To better understand the mechanism behind TIDE’s performance improvements, we analyzed how acceptance length—the number of draft tokens accepted by the target model in each verification step—evolves over time at different concurrency levels.

Figure 5 reveals an important characteristic of runtime training: higher concurrency levels lead to faster improvement in acceptance length. This occurs because:

• Faster data accumulation: At higher concurrency, more requests are processed simultaneously, allowing TIDE to collect training data at a faster rate. This accelerates the learning process and enables quicker adaptation to the workload distribution.
• More frequent model updates: With more training samples available per unit time, the draft model can be updated more frequently with statistically significant batches, leading to faster convergence and broader pattern coverage.

TIDE demonstrates that runtime draft model training can significantly improve speculative decoding performance in production environments. Our experiments on the Korean conversational dataset show 1.14× to 1.35× output token throughput speedup over static pre-trained draft models, with performance continuously improving as the system adapts to live workloads.
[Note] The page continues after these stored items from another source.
PR #4213, opened 2024-11-12
Add 'catalog' to Quilt+ URIs

drernie:
# Description

This is my formal request to allow specifying the Catalog as part of the Quilt+ URI. This will allow applications that take a Quilt+ URI (nf-quilt, QuiltSync) to generate and share human-readable URLs.

Adding it as a fragment appears backwards-compatible; adding it as a query string, on the other hand, breaks the resolver.


nl0 (commented):
i feel somewhat ambivalent about that proposal, but i think i can live with this

catalog/app/utils/PackageUri.ts
```diff
@@ -108,5 +108,6 @@ export function stringify({ bucket, name, hash, tag, path }: PackageUri) {
     pkgSpec += `:${tag}`
   }
   const pathPart = path ? `&path=${encodeURIComponent(path)}` : ''
-  return `quilt+s3://${bucket}#package=${pkgSpec}${pathPart}`
+  const catalogPart = window.location.hostname
```
nl0, line 111: even tho it may seem like a nice shortcut, i deeply disagree with this approach.
i believe the `catalog` part should be added to the model and handled explicitly

docs/CHANGELOG.md
```diff
@@ -13,6 +13,12 @@ Entries inside each section should be ordered by type:
 ## CLI
 !-->
 
+# unreleased - YYYY-MM-DD
+
+## Python API
+
+* [Changed] Add `catalog` fragment to Quilt+ URIs (and to documentation). ([#4213](https://github.com/quiltdata/quilt/pull/4213))
```
nl0, line 20: how is this related to the python api?

nl0 (changes requested):

docs/CHANGELOG.md
drernie: Doh! Dumb copy-and-paste error.

catalog/app/utils/PackageUri.ts
drernie: Okay, I've interpreted `model` as "stringify takes it as an argument", which is passed from:
- Dashboard
- PackageTreeWrapper (on through to PackageCodeSample)

Is that what you meant? If not, any chance you could fix it for me so it makes this release?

Beyond performance gains, TIDE offers compelling advantages in heterogeneous GPU systems. By leveraging idle or training-optimized resources — such as older GPU generations or underutilized hardware — for draft model training while reserving high-performance GPUs for inference, TIDE improves both resource utilization and inference efficiency simultaneously. This results in better overall cost-performance at the system level.

To seamlessly integrate runtime training into production inference systems, we have contributed to open-source projects, making TIDE’s capabilities accessible to the broader community:

• SpecForge: PR#1, PR#2
• SGLang: PR#3

As AI workloads continue to diversify and evolve, systems like TIDE that automatically adapt to changing patterns will become increasingly essential for maintaining efficient and cost-effective inference at scale.